A new Netflix documentary tells the brutal story of conversion therapy

A new documentary on Netflix illustrates an Anti-LGBTQ+ organization Exodus International, that was one of the most famous centers of conversion therapy worldwide, until it was closed by an employee of this organization, Randy Thomas, in 2013. After 2 years of closing, Thomas had a public coming out, announcing that he is gay.

The director of Pray Away is Kristine Stolakis, and the executive producers – Jason Bloom and Ryan Murphy. Murphy is also the director of such popular TV series as Ratched, American Horror Story, and other movies containing LGBTQ content.

Pray Away shows what conversion therapy really is. It illustrates that it isn’t only a discriminatory practice directed toward queer and trans individuals, but it is also a well-designed political movement from decades ago, which is deeply hidden in American Fundamentalism. It is clearly stated in Pray Away that the people who popularized conversion therapy knew exactly what they were doing. They must now assess the gravity of their actions.

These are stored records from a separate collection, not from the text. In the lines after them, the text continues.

PR #2159, opened 2025-05-08
fix: wait for storage sync before resolving the new account creation

### LINKED ISSUE #2161: ReactNative:  Error withLoadedAccount {"err": [Error: Account has no profile]}
I get 
```
 ERROR  Error withLoadedAccount {"err": [Error: Account has no profile]}
```
which seems to be from recent work on `cojson/src/localNode.ts` by you and @aeplay.  Any way you can take a look at why we don't have the "default profile" behavior like we used to?

_Originally posted by @boorad in https://github.com/garden-co/jazz/issues/2123#issuecomment-2860586004_

gdorsi:
Changes:
- Make waitForSync work on storage peers, adding content ack and switching to optimistic/known states
- Skip closed peers and not subscribed client peers when calling waitForSync
- Wait for storage sync before resolving the new account creation

This also fixes a critical bug on waitForSync by fixing `combineOptimisticWith` which should update only the optimistic state.

fixes #2161

### DIFF
--- a/packages/cojson/src/PeerState.ts
+++ b/packages/cojson/src/PeerState.ts
@@ -23,15 +23,7 @@ export class PeerState {
     });
 
     this._knownStates = knownStates?.clone() ?? new PeerKnownStates();
-
-    // We assume that exchanges with storage peers are always successful
-    // hence we don't need to differentiate between knownStates and optimisticKnownStates
-    if (peer.role === "storage") {
-      this._optimisticKnownStates = "assumeInfallible";
-    } else {
-      this._optimisticKnownStates =
-        knownStates?.clone() ?? new PeerKnownStates();
-    }
+    this._optimisticKnownStates = knownStates?.clone() ?? new PeerKnownStates();
   }
 
   /**
@@ -52,13 +44,9 @@ export class PeerState {
    * The main difference with knownState is that this is updated when the content is sent to the peer without
    * waiting for any acknowledgement from the peer.
    */
-  readonly _optimisticKnownStates: PeerKnownStates | "assumeInfallible";
+  readonly _optimisticKnownStates: PeerKnownStates;
 
   get optimisticKnownStates(): ReadonlyPeerKnownStates {
-    if (this._optimisticKnownStates === "assumeInfallible") {
-      return this.knownStates;
-    }
-
     return this._optimisticKnownStates;
   }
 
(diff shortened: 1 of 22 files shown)


packages/cojson/src/PeerState.ts
```diff
@@ -76,53 +64,33 @@ export class PeerState {
...
+    this._optimisticKnownStates.combineWith(id, value);
   }
 
   combineOptimisticWith(id: RawCoID, value: CoValueKnownState) {
-    if (this._optimisticKnownStates === "assumeInfallible") {
-      this._knownStates.combineWith(id, value);
-    } else {
-      this._optimisticKnownStates.combineWith(id, value);
-    }
+    this._optimisticKnownStates.combineWith(id, value);
```
gdorsi, line 76: This should update only the optimistic state.

packages/cojson/src/coValueCore/coValueCore.ts
```diff
@@ -656,15 +652,15 @@ export class CoValueCore {
...
-    );
+    if (a.madeAt !== b.madeAt) {
+      return a.madeAt - b.madeAt;
+    }
+
+    if (a.txID.sessionID === b.txID.sessionID) {
+      return a.txID.txIndex - b.txID.txIndex;
+    }
+
+    return 0;
```
gdorsi, line 663: Fixes an edge case where two updates on two different sessions are happening at the same time.

After the latest optimizations was generating some false negatives on the tests.

Basically this way if the timestamp is the same but the sessions are not the insert order is preserved.

packages/cojson/src/coValueCore/coValueCore.ts
```diff
@@ -1006,6 +1002,10 @@ export class CoValueCore {
       const waitingForPeer = new Promise<void>((resolve) => {
         const markNotFound = () => {
           if (this.peers.get(peer.id)?.type === "pending") {
+            logger.warn("Timeout waiting for peer to load coValue", {
+              id: this.id,
+              peerID: peer.id,
+            });
```
gdorsi, line 1008: Restored the warn on timeout.

packages/cojson/src/streamUtils.ts
```diff
@@ -43,32 +37,11 @@ export function connectedPeers(
...
-          );
-          yield msg;
-        }
-      })(),
-      channel,
-    ];
-  } else {
-    return [channel.wrap(), channel];
-  }
+  return [channel.wrap(), channel];
```
gdorsi, line 46: Removed the debug code

packages/cojson/src/sync.ts
```diff
@@ -622,28 +630,24 @@ export class SyncManager {
...
+      if (this.requestedSyncs.has(coValue.id)) {
+        this.syncCoValue(coValue);
+      }
+    });
 
-      this.requestedSyncs.set(coValue.id, promise);
-      return promise;
-    }
+    this.requestedSyncs.add(coValue.id);
   }
```
gdorsi, line 646: Simplified to not use promises (weren't used)

Done to debug, and kept the refactoring because it simplifies the flow.

packages/cojson/src/sync.ts
```diff
@@ -393,10 +399,12 @@ export class SyncManager {
...
-        // Should move the state to loading
-        this.local.loadCoValueCore(msg.id, peer.id).catch((e) => {
-          logger.error("Error loading coValue in handleLoad", { err: e });
-        });
+        // Syncronously updates the state loading is possible
+        coValue
+          .loadFromPeers(this.getServerAndStoragePeers(peer.id))
+          .catch((e) => {
+            logger.error("Error loading coValue in handleLoad", { err: e });
+          });
```
gdorsi, line 407: Removed one layer of abstraction, helped on debugging and kept like this because it makes the flow easier to navigate

aeplay (approved):

PR #2163, opened 2025-05-08
feat: package jazz-inspector as custom element

gdorsi:
Adding a new package `jazz-inspector-element` to make the inspector mountable as custom element.

Screenshot 2025-05-08 at 17 50 27

## Usage

By default jazz-inspector-element relies on `Account.getMe()` to link itself to the Jazz context, so it's enough to mount the html element in a page with a loaded Jazz app:

```ts
import "jazz-inspector-element"

document.body.appendChild(document.createElement("jazz-inspector"))
```

OR

```ts
import "jazz-inspector-element" // somewhere in your app modules
```
and
```html
<jazz-inspector />
```

### DIFF
--- a/packages/jazz-inspector-element/src/main.ts
+++ b/packages/jazz-inspector-element/src/main.ts
@@ -1,0 +1,3 @@
+if (typeof window !== "undefined" && process.env.NODE_ENV === "development") {
+  import("./element.js");
+}
--- a/.changeset/config.json
+++ b/.changeset/config.json
@@ -15,6 +15,7 @@
       "jazz-browser-media-images",
       "jazz-expo",
       "jazz-inspector",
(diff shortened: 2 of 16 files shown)


packages/jazz-inspector-element/src/main.ts
```diff
@@ -0,0 +1,3 @@
+if (typeof window !== "undefined" && process.env.NODE_ENV === "development") {
+  import("./element.js");
+}
```
gdorsi, line 3: Doing this to register the element and load react only in the browser and in dev mode.

The check on window is required to work on svelte-kit without asking the user to do checks.

bensleveritt (approved):
Looks amazing, great job!

trishalim (approved):

PR #2174, opened 2025-05-09
feat(svelte):  new CoState and AccountCoState APIs

gdorsi:
Introduces CoState and AccountCoState classes as new primitives to subscribe to Jazz state in Svelte using https://runed.dev/docs as inspiration.

It definitely looks more ergonomic, and it's easier to guess where `$derived` is required

~~Didn't manage to make reactive ids work, will move them in a separate PR to get some feedback on where I'm doing things wrong.~~

### DIFF
--- a/examples/file-share-svelte/src/lib/components/FileItem.svelte
+++ b/examples/file-share-svelte/src/lib/components/FileItem.svelte
@@ -61,6 +61,8 @@
     </div>
     <div class="flex-grow">
       {#if isAdmin}
+        <!-- Jazz values are reactive, but they are not recognized as reactive by Svelte -->
+        <!-- svelte-ignore binding_property_non_reactive -->
         <input  class="font-medium text-gray-900 w-full py-1" type="text" bind:value={file.name} />
       {:else}
         <h3 class="font-medium text-gray-900">{file.name}</h3>
--- a/examples/file-share-svelte/src/lib/components/FileItem.svelte
+++ b/examples/file-share-svelte/src/lib/components/FileItem.svelte
@@ -3,9 +3,8 @@
   import { SharedFile } from '$lib/schema';
   import { FileStream } from 'jazz-tools';
   import { File, FileDown, Trash2, Link2 } from 'lucide-svelte';
-  import { useAccount } from 'jazz-svelte';
   import { toast } from 'svelte-sonner';
-  import { formatFileSize } from '$lib/utils';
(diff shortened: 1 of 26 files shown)


examples/file-share-svelte/src/lib/components/FileItem.svelte
```diff
@@ -66,14 +55,16 @@
...
-  <div class="flex items-center space-x-4">
+  <div class="flex items-center space-x-4 flex-grow">
     <div class="flex h-10 w-10 items-center justify-center rounded-lg bg-blue-100 text-blue-600">
       <File class="h-6 w-6" />
     </div>
-    <div>
-      <a href="/file/{file.id}" class="hover:text-blue-600 hover:underline">
+    <div class="flex-grow">
+      {#if isAdmin}
+        <input  class="font-medium text-gray-900 w-full py-1" type="text" bind:value={file.name} />
```
gdorsi: Svelte complains here:

```
[svelte] binding_property_non_reactive`bind:value={file.name}` 
(src/lib/components/FileItem.svelte:64:73) is binding to a non-reactive property
https://svelte.dev/e/binding_property_non_reactive
```

but the reactivity works, because it's powered by Jazz instead of Svelte (it's not fine-grained thou, probably)

examples/file-share-svelte/src/routes/+page.svelte
```diff
@@ -1,32 +1,38 @@
...
+  const me = new AccountCoState({
+    resolve: {
+      profile: true,
+      root: {
+        sharedFiles: {
+          $each: true
+        },
+      }
+    }
+  });
```
gdorsi, line 17: Using deep load in the correct way is more intuitive, because deconstructing looks wrong when used on a class instance.

packages/jazz-svelte/src/lib/tests/components/CoState/UpdateNestedValue.svelte
```diff
@@ -0,0 +1,36 @@
...
+
+  let props: Props = $props();
+
+  const person = $derived(
+    new CoState(Person, props.id, {
+      resolve: {
+        dog: true
+      }
+    })
+  );
```
gdorsi: Had to wrap this with `$derived` to make it react to id changes.

Tried with `() => props.id` but didn't work.

Will make a separate PR for reactive ids

aeplay (approved):

PR #2190, opened 2025-05-12
homepage: improve CTA, move problem section down

trishalim:
image


homepage/homepage/components/home/EarlyAdopterSection.tsx
```diff
@@ -8,7 +8,7 @@ export function EarlyAdopterSection() {
     <Card className="p-4 md:py-16">
       <div className="lg:max-w-3xl md:text-center mx-auto space-y-6">
         <p className="uppercase text-primary tracking-widest text-sm font-medium ">
-          Become an early adopter
```
trishalim, line 11: This makes jazz sound like it's not prod ready. We still do say it's "early" in the paragraph below.

aeplay (approved):

PR #112, opened 2022-09-19
Describe cache side-channel mitigations.

kbeyls:


book.md
```diff
@@ -1319,8 +1319,76 @@ Collide+Probe\index{Collide+Probe}[@Lipp2020], etc.
...
+>     * variable
+
+
+#### Mitigations disallowing spy programs to share the cache with the victim program
+
+If the victim and the spy do not share a common channel -- in this case a cache
+level -- then a side channel cannot be created. Some typical ways to reduce the
+number of cache levels victim and spy share is disabling [cpu
+multithreading](https://en.wikipedia.org/wiki/Multithreading_(computer_architecture))\index{multithreading};
+making sure a spy cannot run in the same virtual machine of victim; etc.
```
JLouisKaplan-Arm, line 1365: I struggle to parse this last bit, but might just be me. Is it a list of three separated by semicolons?

1. disabling cpu multithreading
2. making sure a spy cannot run in the same virtual machine of a victim
3. etc

In which case I wonder if commas would be clearer, and just saying "For example, two ways" instead of "Some typical ways", so the etc. can be removed.

JLouisKaplan-Arm (approved):
Very interesting as always. Added two small comments - just personal preference so please ignore if you don't agree.

book.md
```diff
@@ -1319,8 +1319,76 @@ Collide+Probe\index{Collide+Probe}[@Lipp2020], etc.
...
+
+One could argue that
+[site isolation](https://developer.chrome.com/blog/site-isolation/)\index{site
```
g-kouv, line 1368: This could also use some additional information, as it relies on additional guarantees, e.g. by the OS.

book.md
```diff
@@ -1319,8 +1319,76 @@ Collide+Probe\index{Collide+Probe}[@Lipp2020], etc.
...
+into this category.
+
+#### Mitigations disabling the spy program to infer a cache status change in the victim program through its own cache status
+
+In some contexts, the resolution of the smallest time increment measurable by
+the spy program can be reduced so much that it becomes much harder to
+distinguish between a cache hit and a cache miss. Injecting noise and jitter
+into the timer also makes it harder to distinguish between a cache hit and cache
+miss. This is one of the mitigations in [javascript engines against Spectre
+attacks](https://v8.dev/blog/spectre)\index{Spectre}.
```
g-kouv, line 1379: It might be useful to link to https://developer.mozilla.org/en-US/docs/Web/API/Performance/now, in addition to the V8 blog.

book.md
```diff
@@ -1319,8 +1319,76 @@ Collide+Probe\index{Collide+Probe}[@Lipp2020], etc.
...
+
+Note that this is not always a perfect mitigation - there are often surprising
+ways that an attacker can get a fine-grained enough timer or use statistical
```
g-kouv, line 1382: Another good reference for constructing high-resolution timers where none are meant to be exposed is https://gruss.cc/files/fantastictimers.pdf.

g-kouv (approved):
LGTM overall! Some minor comments follow.

book.md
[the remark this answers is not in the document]
kbeyls: I've rewritten this section now. Could you have a look to see if is better now?

book.md
kbeyls: I've resolved this by referring to a separate section on site-isolation that I'm planning to write later as part of SpectreV1 mitigations.

book.md
kbeyls: Thanks! I've added a reference to that paper.

book.md
kbeyls: Thanks for that feedback! I've now rewritten this section, this sentence is no longer there.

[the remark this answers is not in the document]
g-kouv: Yes, looks good to me!

g-kouv:
LGTM!

PR #136, opened 2023-01-20
[HTML] Fix scrollbar position on large screens

kbeyls:
The main content pane has class col-lg-8 by default.  When the TOC sidebar is visible, which has col-lg-4, this nicely divides the screen between the 2 columns.
However, when the TOC is made invisible, that leaves screen space unused (only 8 of the 12 bootstrap columsn are used), resulting in a scrollbar not appearing at the right hand side, but maybe at 2/3ths of the screen.

Fix this by adding/removing the col-lg-8 class from the main content based on TOC visibility/invisibility.

This commit also fixes a second thing on small screens.  Before, when the TOC was made visible, the main content pane also remained visible, albeit below the TOC. This could lead to confusing views with 3 scrollbars, and just not looking good. Therefore, for small screens always show either the TOC or the main content.

The complexity of the javascript is getting to the point where I'm wondering if for the TOC/main column logic maybe we would be better of going full-custom and not use bootstrap at all. I'm not sure at the moment, so just kept sticking to using bootstrap.

- - -
This change is [Reviewable](https://reviewable.io/reviews/llsoftsec/llsoftsecbook/136)

### DIFF
--- a/theme/html/pandoc_template.html
+++ b/theme/html/pandoc_template.html
@@ -132,26 +132,46 @@ $body$
   }
 
   jQuery(document).ready(function() {
+    let toc_sidebar = jQuery('#toc-sidebar');
+    let main_content_col = jQuery('#main-content-col');
+
+    function setTocVisibility(visible) {
+      if (visible) {
+        toc_sidebar.removeClass("d-none");
+        main_content_col.addClass("col-lg-8");
+        if (!isLG()) {
+          // on a small screen, make the main content invisible
+          // when the TOC is visible.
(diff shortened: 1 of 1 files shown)


JLouisKaplan-Arm (approved):
LGTM! Thanks!

> *[Reviewable](https://reviewable.io/reviews/llsoftsec/llsoftsecbook/136#-:-NMEKCn4CTEzxzoyB1T_:b3is8u8)* status: :shipit: complete! all files reviewed, all discussions resolved (waiting on @kbeyls)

The film details how Exodus International was founded. The idea of ​​founding the organization came from five gay men. In the early 1970s, these people could not reconcile their inner feelings with religious sentiments. Their religion told them that their feelings were harmful to them, so they formed a Christian group where they could talk openly about their feelings in order to free themselves from it. They organized a conference for all small groups and from this conference was born Exodus International and the modern conversion therapy movement. The organization came up with the idea that conversion therapy was effective and necessary for LGBTQ + people. They would go to heaven if groups like Exodus were allowed to control their sexual attraction and gender identity. In the 1980s and early 1990s, when queer people died as a result of the AIDS crisis, the pace of movement development accelerated significantly. They used AIDS to prove that being queer was an unnatural and unclean condition. Against this background appeared a woman named Yvette Schneider, who “rejected” being queer and joined the idea of ​​curing queer people with conversion therapy and traveled throughout the country, giving public speeches. Yvette Schneider’s character in the film admits that despite her campaigns, her homosexuality had not disappeared.

Pray Away mostly includes in-depth interviews with conversion therapy activists now referred to as “ex-gays.” The film shows how they were absorbed by the movement, chewed and spat out. Footage of “ex-gay” speakers is combined with today’s interviews. In the old videos they are angry and cruel.

Conversion therapy is still legal in 22 US states. Pray Away may not be the exact solution to the problem of conversion therapy, but its greatest achievement may be to create a platform for people who have survived this brutal practice.